Everything sounds groovy so far. The lenders appear to be working out loan modifications and saving neighborhoods from financial disaster, and the bailout money appears to be put to a worthwhile use.
What might/could happen next is interesting, yet disturbing at the same time:
- The borrower typically makes all of their three scheduled trial plan payments on time
- The borrower also submits all of the requested financial documentation in complying with the terms of the contract
- After the third and supposedly final payment is made, we are learning some homeowners are told that either (a) they do not qualify for the loan modification (b) there are missing documents and more must be submitted before a “final decision” can be reached, and or (c) they get a whole new trial plan offer as if the homeowner is supposed to start all over again.
- Another variation is getting the final loan mod and being asked to submit all the final documentation on the very next day (which is literally impossible to do, but which raises a “mailbox rule” issue for contract lawyers).
Bottom line, the promised final mod seems to be getting stuck in the loan modification pipeline. Is this being intentionally done? Are the lenders simply overloaded?
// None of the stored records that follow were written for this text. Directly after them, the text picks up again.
PR #10873, opened 2026-06-04
Prepared: Show linked exile cards as ghosts on their permanent

MostCromulent:
Screenshot 2026-06-04 211118

Screenshot 2026-06-04 210948

## Summary

A prepared spell's castable copy — and cards exiled "until this permanent leaves" (Banishing Light and similar) — live in the Exile zone, so players often don't realise the permanent is holding a card or that a prepared spell can be cast. This is a recurring source of confusion.

This adds a GUI-only convenience: a permanent that holds such a card shows a faded blue-grey "ghost" of it attached to the permanent. It's purely cosmetic — the real cards stay in Exile and the engine's zones are unchanged. Implemented on both the Swing and libgdx UIs.

## Key features
- **Gated behind a preference** (`UI_SHOW_LINKED_EXILE_CARDS`, default on), toggleable from the desktop Display menu, the desktop Preferences screen, and the mobile settings page.
- **Click a prepared-spell ghost to cast it** from its permanent; ghosts for "exile until ~ leaves" cards are informational only (hover/tap to inspect).
- **Shown only when a permanent holds exactly one linked card** — a deliberate choice so mass "exile until ~ leaves" effects (e.g. Temporary Lockdown) don't flood a permanent with a pile of ghosts. Those cards remain visible in the Exile zone.
- The link reuses existing view data (`UntilLeavesBattlefield`) plus one new `CardView` trackable property for prepared spells; no game-rules changes.

---


Hanmac:
@MostCromulent should probably add a text flag there for isPrepared?
https://github.com/Card-Forge/forge/blob/45e2f41ff6f59c5c252e937f9f6f5998245a175b/forge-game/src/main/java/forge/game/card/Card.java#L2887-L2910

hm i might move these part from Card::getAbilityText into a different function
maybe in CardView? https://github.com/Card-Forge/forge/blob/45e2f41ff6f59c5c252e937f9f6f5998245a175b/forge-game/src/main/java/forge/game/card/CardView.java#L907-L912

tool4ever (dismissed):

forge-gui-desktop/src/main/java/forge/view/arcane/PlayArea.java
```diff
@@ -1098,6 +1116,69 @@ private boolean doUpdateCard(final CardView card, boolean fromRefresh) {
...
+
+    // The one card this permanent holds in exile, or null if it holds none or more than one
+    private static CardView singleLinkedExileCard(final CardView card) {
+        final CardView prepared = card.getPreparedSpell();
+        final FCollectionView<CardView> untilLeaves = card.getUntilLeavesBattlefield();
+        if (prepared != null) {
+            return untilLeaves.isEmpty() ? prepared : null;
+        }
+        return untilLeaves.size() == 1 ? untilLeaves.iterator().next() : null;
+    }
```
Jetz72: I think you could reasonably allow up to the maximum stack depth instead of just one.

Jetz72 (commented):
Why does the mobile implementation use an enum to distinguish the types of ghost cards while the desktop one does not?

MostCromulent:
> Why does the mobile implementation use an enum to distinguish the types of ghost cards while the desktop one does not?

@Jetz72, Claude's explanation:

> The two platforms only carry the state they actually consult.
> 
> There are two kinds of ghost: an **actionable** one (a prepared spell — you can cast it) and an **informational** one (a card exiled until the permanent leaves, e.g. Banishing Light — there's nothing to do with it).
> 
> On desktop nothing reads that kind. A click on any ghost routes uniformly to `selectCard` and the engine decides what happens — a prepared spell casts, an informational card is a no-op — and the tint is identical for both. So a single `boolean ghost` is all desktop needs.
> 
> Mobile does need the kind, because of its zoom view. On mobile you open a card's zoom and can swipe up to "activate" it; for a prepared-spell ghost that swipe-up should cast, for an informational ghost it should do nothing. The catch is that the swipe-up doesn't act on the ghost panel directly — it looks the card up in the shared per-card `CardAreaPanel` cache, which is also what the Exile zone uses to display that card. Letting an informational card go through that path could poke the Exile-zone copy and misfire, so we suppress activate for the informational ghosts — and that guard has to know which kind a ghost is. Desktop has no swipe-up-from-zoom gesture, so it never hits this.
> 
> Unifying doesn't really pay off either way: adding the enum to desktop would be write-only state it never reads, and collapsing mobile to a boolean would need a second `isInfo` flag anyway — so the enum is the cleaner representation on the side that actually distinguishes the kinds.

MostCromulent:
> @MostCromulent should probably add a text flag there for isPrepared?

@Hanmac done.

forge-gui-mobile/src/forge/screens/match/views/VCardDisplayArea.java
```diff
@@ -339,6 +370,56 @@ public void updateCard(final CardView card) {
...
+                    break;
+                }
+                attachedPanels.add(newGhost(exiled, GhostKind.INFO));
+                cap--;
+            }
+        }
+
+        private static int maxStackDepth() {
+            try {
+                return Integer.parseInt(FModel.getPreferences().getPref(FPref.UI_MAX_STACK_DEPTH));
```
tool4ever: AI needs to remember `getPrefInt` should be used instead

tool4ever (approved):

MorihiroS:
@MostCromulent I tested it, this looks awesome, thank you!

PR #10897, opened 2026-06-05
Fix crash on game end from unfillable layout gap

MostCromulent:
Discord user reported `UnsupportedOperationException: Gap was not filled.` thrown from `SRearrangingUtil.fillGap()` via `FloatingZone.closeAll()` -> `CMatchUI.finishGame()` at the end of a game (triggered by docking AI commanders'' command zones). Because `closeAll()` is the first thing `finishGame()` does, the throw aborted it before the win/lose screen was shown, leaving the match UI stuck.

`fillGap()` tears down docked zone cells one at a time, and the intermediate layout can leave a gap the grow-a-neighbor algorithm can''t cover. Gap-filling is purely cosmetic and the caller removes the cell regardless, so this drops the fatal `throw` and lets `fillGap()` fall through instead.

---

### DIFF
--- a/forge-gui-desktop/src/main/java/forge/gui/framework/SRearrangingUtil.java
+++ b/forge-gui-desktop/src/main/java/forge/gui/framework/SRearrangingUtil.java
@@ -317,7 +317,7 @@ public final class SRearrangingUtil {
         // Falls back to original priority order if none qualify.
         if (tryFillGap(true)) { return; }
         if (tryFillGap(false)) { return; }
-        throw new UnsupportedOperationException("Gap was not filled.");
+        // An unfillable gap is cosmetic and the caller removes the cell anyway, so fall through rather than throw
     }
 
     private static boolean containsField(final List<DragCell> cells) {


jamincollins:
## Findings

#### 1. fillGap now silently ignores unfillable gaps

Description:
The change removes the `throw new UnsupportedOperationException("Gap was not filled.")` from `SRearrangingUtil.fillGap()`. The commit message explains that at game end, FloatingZone.closeAll() tears down docked zone cells one at a time and intermediate layout can leave a gap the grow-a-neighbor algorithm can't cover. The throw propagated out of CMatchUI.finishGame() before win/lose screen was shown.

The algorithm in `tryFillGap(boolean preferField)` attempts to expand neighboring cells left/right/up/down in four passes (left expand right, right expand left, top expand down, bottom expand up). If no matching pair found, it returns false. Previously `fillGap()` threw; now it falls through.

Reference: forge-gui-desktop/src/main/java/forge/gui/framework/SRearrangingUtil.java:315-321

Test case:
```java
// Simulate a layout where source cell is isolated with no matching left/right/top/bottom pair
DragCell src = new DragCell();
src.setBounds(100,100,200,200);
FView.SINGLETON_INSTANCE.getDragCells().clear();
// No neighboring cells share edges with src
SRearrangingUtil.fillGap(src);
// Should not throw UnsupportedOperationException
```
Impact: Prevents crash on game end; gap remains cosmetic. Acceptable because caller removes cell regardless.

#### 2. cellSrc static field can be stale if fillGap called concurrently

Description:
`SRearrangingUtil` uses static fields `cellSrc`, `cellTarget`, `cellNew`, `srcSelectedDoc`, `dropzone`, etc. `fillGap(DragCell sourceCell0)` sets static `cellSrc = sourceCell0` then calls private `fillGap()`. If two UI threads trigger rearrangement simultaneously (e.g., during game end cleanup and user resize), static state may be overwritten between set and use.

Reference: SRearrangingUtil.java:469-472

Test case:
```java
// Thread A
new Thread(() -> SRearrangingUtil.fillGap(cellA)).start();
// Thread B
new Thread(() -> SRearrangingUtil.fillGap(cellB)).start();
// cellSrc may be set to cellB before fillGap() reads it in Thread A
```
Impact: Potential race condition leading to resizing wrong cell. Low probability but not impossible during game end where closeAll() iterates docked zones.

#### 3. cellsToResize.contains check uses reference equality

Description:
In `tryFillGap`, when collecting cells to resize, code does `if (!cellsToResize.contains(cell)) { cellsToResize.add(cell); }`. `DragCell` does not override `equals`, so contains uses reference equality. If same logical cell appears via different reference (e.g., from different list), duplicate may be added, leading to double `setBounds` calls. Not a crash but may cause inconsistent bounds.

Reference: SRearrangingUtil.java:345, 424, 444

Test case:
```java
DragCell a = new DragCell();
DragCell b = a; // same ref
List<DragCell> list = new ArrayList<>();
list.add(a);
list.contains(b); // true
// Different instance with same bounds would not be detected
```
Impact: Minor; unlikely to cause crash.

#### 4. Unfillable gap leaves empty space in layout

Description:
By silently falling through, layout may retain an empty rectangular gap where a removed cell existed. The cell is removed from `FView` via `removeDragCell`, but neighboring cells are not resized. This may cause visual artifact: blank area in UI persists until next layout save/restore.

Reference: FloatingZone.closeAll() lines 300-301, 371-372, 396

Test case:
```java
// Create layout with three cells in row: A | B | C
// Remove B where left/right neighbors don't share top/bottom corners (e.g., different heights)
// fillGap(B) returns false, B removed, gap remains between A and C
```
Impact: Backwards compatible (no crash). Cosmetic degradation acceptable per PR description.

#### 5. No logging for unfillable gap

Description:
Previously exception would surface in logs; now silent fall-through provides no diagnostic. If layout corruption grows, debugging becomes harder.

Reference: SRearrangingUtil.java:320

Test case:
```java
// Trigger unfillable gap
SRearrangingUtil.fillGap(isolatedCell);
// No log entry, no metric
```
Impact: Observability reduced.

#### 6. fillGap called from multiple contexts with different expectations

Description:
`fillGap` is called from:
- VMatchUI.populate() line 264 (empty cell removal)
- VMatchUI cleanup line 112
- FloatingZone.closeAll() line 300
- FloatingZone.undockZone() line 371
- FloatingZone.closeWindow() line 396
- ACEditorBase line 371

All callers assume `fillGap` either succeeds or throws. Now it silently does nothing. For editor context, silent failure may hide layout bugs.

Reference: search results

Test case:
```java
// In deck editor, remove a panel with no neighbor
SRearrangingUtil.fillGap(cell);
// Editor layout leaves gap, user sees blank space
```
Impact: Consistent behavior across contexts, but may mask bugs.

#### 7. tryFillGap prefers FIELD cells but may skip valid resize

Description:
`fillGap()` first tries `tryFillGap(true)` preferring FIELD cells, then `tryFillGap(false)`. If first pass finds a matching pair but cellsToResize does not contain a FIELD doc, `containsField` returns false and the pass returns false, falling through to second pass. This is intentional per commit. However, if FIELD preference causes first pass to reject a valid resize that would fill gap, second pass may still succeed. Good.

Reference: SRearrangingUtil.java:318-319

Test case:
```java
// Gap between two non-field cells, but a FIELD cell is also adjacent
// preferField true will reject resize of non-field pair, second pass succeeds
```
Impact: Correct behavior.

### Performance and security
#### 8. O(n) scan of all DragCells per fillGap call

Description:
`tryFillGap` iterates over `FView.SINGLETON_INSTANCE.getDragCells()` four times per call, each scanning entire list. During game end, `closeAll()` iterates over dockedZones and calls `fillGap` per removed cell. For N zones, complexity ~O(N²). Acceptable for typical game (≤8 players, few zones).

Reference: SRearrangingUtil.java:337-348, 363-...

Test case:
```java
// 100 docked zones, each fillGap scans 200 cells -> 20k iterations
```
Impact: Negligible.

#### 9. No security impact

Description:
Layout manipulation is client-side UI only. No network or file system exposure.

## Verdict
Request Changes

The PR prevents a crash at game end by suppressing UnsupportedOperationException when a layout gap cannot be filled. While the crash fix is warranted, the change silently swallows layout errors without logging, and relies on static mutable state which is susceptible to race conditions during concurrent UI updates. The code should at minimum log a warning when an unfillable gap is encountered, and consider making fillGap stateless to avoid static field hazards.

## Recommended Fixes
1. Add warning log when gap cannot be filled: `System.out.println("Warning: unfillable gap for cell " + cellSrc + ", layout may contain empty space")` or use Forge logger.
2. Make fillGap instance method or pass cellSrc as parameter through call chain to avoid static mutable state.
3. Consider returning boolean from fillGap(DragCell) to allow callers to decide on fallback behavior.
4. Add unit test for isolated cell scenario to ensure no exception thrown and cell removed cleanly.

---

MostCromulent:
Each suggestion checked against the branch. References are to `forge-gui-desktop/src/main/java/forge/`.

|---|---|---|
| 1 | Warn when a gap cannot be filled | The unfillable gap is a routine step in teardown rather than an error state — `closeAll()` removes docked zone cells one at a time, and several command-zone cells appear whenever AI commanders' zones are docked, so intermediate layouts regularly leave a gap the grow-a-neighbor pass cannot cover. It is also transient: `closeAll()` never calls `SLayoutIO.saveLayout` (`view/arcane/FloatingZone.java:288-309`) and runs only from `finishGame()`, as the match UI gives way to the win/lose screen, and from `initialize()`, before a new match populates the layout from file. Nothing persists and nothing renders, so a warning would fire on ordinary game ends with no matching symptom. `gui/framework` has no logger either; its only `System.out` is commented out (`SLayoutIO.java:473`). |
| 2 | Make `fillGap` stateless to avoid static fields | The static fields predate this PR and are untouched by a one-line diff. All seven call sites run on Swing UI paths. Threading the state through the call chain would rewrite code this change does not modify. |
| 3 | Return a boolean so callers can choose a fallback | No caller has a fallback to choose. Every call site removes the cell immediately afterward, which is what makes the unfilled gap harmless. |
| 4 | Add a unit test for the isolated-cell case | The scenario needs a populated `FView` singleton and live Swing layout. The desktop module verifies UI behaviour by running it rather than by unit test, and adding the first such harness for a one-line change is disproportionate. |

Worth noting for the record: `undockZone` and `removeDocked` also call `fillGap` and do save the layout afterwards (`FloatingZone.java:384` and `:408`). Those paths previously threw, so this change turns a crash into a cosmetic gap there as well.

No changes applied.

---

Are they playing games with homeowners so they can simply “suck” more payments out of California and Arizona homeowners who may not be making their mortgage payments in the hopes of a loan modification (some people are told you will not be considered for a loan modification unless you are late on your payments – there is some truth to that but “imminent threat of being late” on the mortgage is supposed to be considered as well).
So we are left with a bunch of homeowners scratching their heads as to what is happening with the federal bailout money and communities that seek rising foreclosure stripping away their equity asking the same questions. Are the lenders engaged in fraud? Is this a bad faith breach of contract? Are the lenders required to follow-through with the loan modification when the borrower complies with the terms of the modification trial plan agreement?
LET’S DISCUSS SOME BASIC LEGAL INFORMATION AND ATTACKS THAT MAY BE USED TO FORCE THE LENDER TO COMPLY WITH THE AGREEMENTS (SPECIFIC PERFORMANCE OF THE CONTRACT).
(1) Fraud / Negligent Misrepresentation
Generally speaking, the elements of fraud are: (1) misrepresentation (false representation, concealment, or nondisclosure); (2) knowledge of falsity; (3) intent to defraud, i.e., to induce reliance; (4) justifiable reliance; and (5) resulting damages. Lazar v. Superior Court, 12 Cal. 4th 631, 638, 49 Cal. Rptr. 2d 377 (1996).
The elements of negligent misrepresentation are similar to intentional fraud except for knowledge that the representation is false. Charnay v. Cobert, 145 Cal. App. 4th 170, 184-85, 51 Cal. Rptr. 3d 471, 482 (2006). In a claim for negligent misrepresentation, the elements are: (1) the misrepresentation of a past or existing material fact; (2) without reasonable ground for believing it to be true; (3) with intent to induce another’s reliance on the fact misrepresented; (4) justifiable reliance on the misrepresentation; and (5) resulting damages. Id.; see also Alliance Mortgage Co. v. Rothwell, 10 Cal. 4th 1226, 1239, fn. 4, 44 Cal. Rptr. 2d 352 (1995) (negligent misrepresentation is a species of the tort of deceit and like fraud, requires a misrepresentation, justifiable reliance, and damages).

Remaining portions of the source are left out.